The examples given on the official docs page did not help with this issue, I found that I was experimenting until I was able to get this working. I copied the examples and they failed for this particular scenario.

SSH Public Key Authentication via OpenLDAP on RHEL/CentOS 6.x

With the release of RHEL/CentOS 6.x there are some changes to the way clients authenticate using public keys over SSH with keys stored in OpenLDAP. I was able to get this working with the following modifications.

Pre-requisites:
* RHEL / CentOS 6.x
* openssh-ldap

Setup the sshd_config by setting up the AuthorizedKeysCommand.

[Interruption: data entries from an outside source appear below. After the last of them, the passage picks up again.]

PR #5324, opened 2026-07-16
docs: add base path prefix docs to sidebar reference

### LINKED ISSUE #5322: docs: missing documentation for sidebar base property
## Describe the bug / missing documentation

While exploring the VitePress source code, I noticed that the `Sidebar` and `SidebarItem` types support a `base` property to define a base path prefix for nested children (`items`):

```typescript
export interface SidebarMulti {
  [path: string]: SidebarItem[] | { items: SidebarItem[]; base: string }
}

export type SidebarItem = {
  // ...
  /**
   * Base path for the children items.
   */
  base?: string
  // ...
}
```

However, this extremely useful feature is currently not documented in the official sidebar reference guide ([`/reference/default-theme-sidebar`](https://vitepress.dev/reference/default-theme-sidebar)).

Without documentation, users might write repetitive, verbose paths in complex sidebar structures, unaware that this clean built-in solution exists.

## Suggested Improvement
I would like to add a new section in the sidebar reference documentation explaining:

1. What the `base` property is.
2. How to use it in `SidebarMulti` (multi-sidebar configuration).
3. How to use it in nested `SidebarItem` groups.

I will provide documentation for both the English and Chinese versions to keep them in sync.

## Would you like to submit a PR?
[x] Yes, I would like to submit a PR to fix this!

bd-dxg:
- add path prefix section to English sidebar reference docs
- add corresponding translation to Chinese sidebar reference docs
- include code examples for multiple sidebars and nested groups

### Description

This PR adds documentation for the `base` property in the Sidebar configuration (`SidebarMulti` and `SidebarItem`), which was previously undocumented. 

The `base` property allows users to define a base path prefix for nested children (`items`), effectively eliminating repetitive path definitions in both multi-sidebar configurations and deeply nested groups.

We have added:
1. Documentation and realistic code examples in the English sidebar reference guide.
2. The corresponding translated section and code examples in the Chinese sidebar reference guide.

### Linked Issues

fixes #5322

### Additional Context

- The documentation explains that the `base` path must start and end with `/`.
- Examples demonstrate usage in both a root-level multi-sidebar structure and nested groups (showing how a nested `base` overrides the parent prefix).
- Please verify if the wording and translated terms align perfectly with the rest of the reference docs.


docs/en/reference/default-theme-sidebar.md
```diff
@@ -184,3 +184,59 @@ export default {
...
+      {
+        text: 'Reference',
+        base: '/reference/',
+        items: [
+          // This link is resolved to `/reference/site-config`
+          { text: 'Site Config', link: 'site-config' },
+          {
+            text: 'Default Theme',
+            // Nested base overrides the parent path prefix
+            base: '/reference/default-theme-',
```
its-miroma, line 233: This example contradicts the rule above, that bases should start and end with /

brc-dd: Hmm, the example is fine, the description is wrong, base in sidebar can be anything.

its-miroma: I would have called the field `prefix` then, because `base` is already used in the config and requires it to start and end with /

Not a big deal, and it's too late to change now.

bd-dxg: > Hmm, the example is fine, the description is wrong, base in sidebar can be anything.

If the `base` value does **not** end with `/`, then the `link` of every object in `items` must **start** with `/`.

Conversely, if the `base` value **does** end with `/`, then the `link` of each object in `items` should **not** start with `/`.

As the current implementation stands, both forms work correctly and can navigate to the target page. Personally, I would prefer to keep the `base` value wrapped with `/` on both sides (for example, `/guide/`) because it feels more consistent to me.

However, if you still have concerns about this behavior, I’m happy to update the wording in this PR to make the rule clearer. It would be especially helpful if you could provide the exact description you’d like to use, since English is not my native language.

bd-dxg: What is your opinion now? @brc-dd

brc-dd: But the description you've written is ``**The value of `base` should start and end with a `/`.**``, which is not true. We are using this in our docs:

https://github.com/vuejs/vitepress/blob/711840222700804dbb6fb39ee9b9580a3e6220e7/docs/config.ts#L122

This doesn't end with `/`.

Rest of the part seems good, but that line should be removed.

bd-dxg:
docs: remove inaccurate base path slash constraint from sidebar docs

Remove the statement that base must start and end with / from EN docs

Remove the corresponding note from zh docs

its-miroma (approved):

Issue #5056, opened 2025-12-06
Improve screen reader accessibility


StrangeGirlMurph:
### Is your feature request related to a problem? Please describe.

I love vitepress but I noticed that the accessibility to screen readers could be improved. 

### Describe the solution you'd like

Here is a list of things I noticed and things to consider:

- nav element of active page should have `aria-current="page"`
- no alt text on logo in header
- the local search popup is just non-existent for a screen reader. not sure if minisearch is to blame or vitepress. 
- possibly put the home page actions in a nav
- nav elements could be in list
- social links could be announced as such and be a list 

Hope that helps :)

### Validations

- [x] Follow our [Code of Conduct](https://vuejs.org/about/coc.html)
- [x] Read the [docs](https://vitepress.dev).
- [x] Read the [Contributing Guidelines](https://github.com/vuejs/vitepress/blob/main/.github/contributing.md).
- [x] Check that there isn't already an issue that asks for the same feature to avoid creating a duplicate.

lllleolin-max:
I revisited this against `main` at `3a49d35002f54531b121c99ee1b35239b99b7342`. A useful next step may be to narrow the remaining local-search work into an interaction contract, rather than treating all six items as still unimplemented.

Some context already exists:

- Exact-page `aria-current` is covered by [the navigation-link fix](https://github.com/vuejs/vitepress/commit/0f0fe135762489f1a6c73348bd8b0a86db969248) and the current [navigation tests](https://github.com/vuejs/vitepress/blob/3a49d35002f54531b121c99ee1b35239b99b7342/__tests__/e2e/navigation.test.ts). #5397 subsequently improved navigation disclosures and mobile focus handling.
- Logo alternative text is configurable with `logo: { src, alt }`, as explained in #3277. The logo-only example with `siteTitle: false` could demonstrate this directly so authors do not accidentally leave their home link unnamed.
- #5252 added search loading/busy semantics. The [earlier theme audit](https://github.com/vuejs/vitepress/blob/navbar-redesign-triage/triage/a11y-i18n.md) already records the remaining hardcoded loading announcement.

[...]

PR #5326, opened 2026-07-17
feat: use ul and li for lists

bluwy:
### Description

For list-like content, use `ul` and `li` tags. I go through these by searching for `v-for` and decide whether they should be using the `ul` and `li` tags.

Note that some changes may result in a nested `li` tag, but visually they should look the same. Also, I have to "reset" some of the `ul` and `li` margins as they may be added by `vp-doc`.

I manually verified the UI as best as I could to ensure nothing visually changes.

### Linked Issues

Addresses part of #5056

### Additional Context

Some markup I didn't treat as a list, such as sidebar groups, sponsor tier sections, and home page action buttons. Since they're not much of a list of content.

---

> [!TIP]

### DIFF
--- a/src/client/theme-default/components/VPFeatures.vue
+++ b/src/client/theme-default/components/VPFeatures.vue
@@ -37,8 +37,8 @@ const grid = computed(() => {
 <template>
   <div v-if="features" class="VPFeatures">
     <div class="container">
-      <div class="items">
-        <div
+      <ul class="items">
+        <li
           v-for="feature in features"
           :key="feature.title"
           class="item"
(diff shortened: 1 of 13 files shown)


brc-dd:
probably need to disable the marker in sponsors/team related stuff

image<br />

https://deploy-preview-5326--vitepress-docs.netlify.app/reference/default-theme-team-page

bluwy:
Ah didn't notice that. I was using Safari to test and it wasn't shown.

brc-dd:
ah lol, yeah just checked. why isn't the marker shown there though? 👀 

unrelated but seems like external link icons are broken on safari as well (caused by https://github.com/vuejs/vitepress/pull/5232, inline vs inline-block):

image

bluwy:
Yeah I noticed the icons too and haven't had time to check that, because well there's only a dozen of Safari users like me I guess to prioritize 😄 

> ah lol, yeah just checked. why isn't the marker shown there though? 👀

I guess Safari has some kind of z-index layering for the list style that gets hidden if padding is 0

This will execute the ssh-ldap-wrapper and output the users public key:

AuthorizedKeysCommand /usr/libexec/openssh/ssh-ldap-wrapper

Next, ensure a proper ldap.conf in /etc/ssh — be sure to setup the appropriate level of TLS security to suite your environment:

ldap_version 3
bind_policy soft

binddn cn=readonly,ou=people,dc=example,dc=com
bindpw secret

ssl no
ssl start_tls
tls_reqcert never
tls_cacertdir /etc/openldap/cacerts

host 10.x.x.x
port 389
base dc=example,dc=com

If the LDAP server is setup with the proper schema and contains public keys, this configuration should work.

For more information on how to setup the schema and insert public keys, review the documents here but be sure to note that things have changed with client configuration.

DNS Vulnerability

Tuesday a vulnerability was made public which affects all users of the DNS system. The vulnerability was discovered by Dan Kaminsky, a prominent researcher in the area of DNS, who organized a mass patch release by major vendors to prevent delays between the vulnerability becoming public and the patch being released.

http://doxpara.com/

This is a critical fix that should be applied ASAP to all DNS servers, regardless of vendor.